▶ **WHAT THE TASK ASKS**
The whole listing below must be repeated exactly.

▶ **THE DATA**

*** Begin section ***

PR #155, opened 2021-06-22
Convert PriceFormatField to use penny values

zhengkyl:
This changes the `PriceFormatField` props of `min`, `max`, `value`, `onChange` to deal with values in terms of integer penny amounts instead of decimal dollar amounts. The underlying `UnitNumberFormatField` still uses decimal numbers because it should be able to handle anything, but this should be hidden away when dealing with money that only ever deals with integer penny amounts.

*** End section ***

▶ **COMPLETED TASK**
PR #155, opened 2021-06-22
Convert PriceFormatField to use penny values

zhengkyl:
This changes the `PriceFormatField` props of `min`, `max`, `value`, `onChange` to deal with values in terms of integer penny amounts instead of decimal dollar amounts. The underlying `UnitNumberFormatField` still uses decimal numbers because it should be able to handle anything, but this should be hidden away when dealing with money that only ever deals with integer penny amounts.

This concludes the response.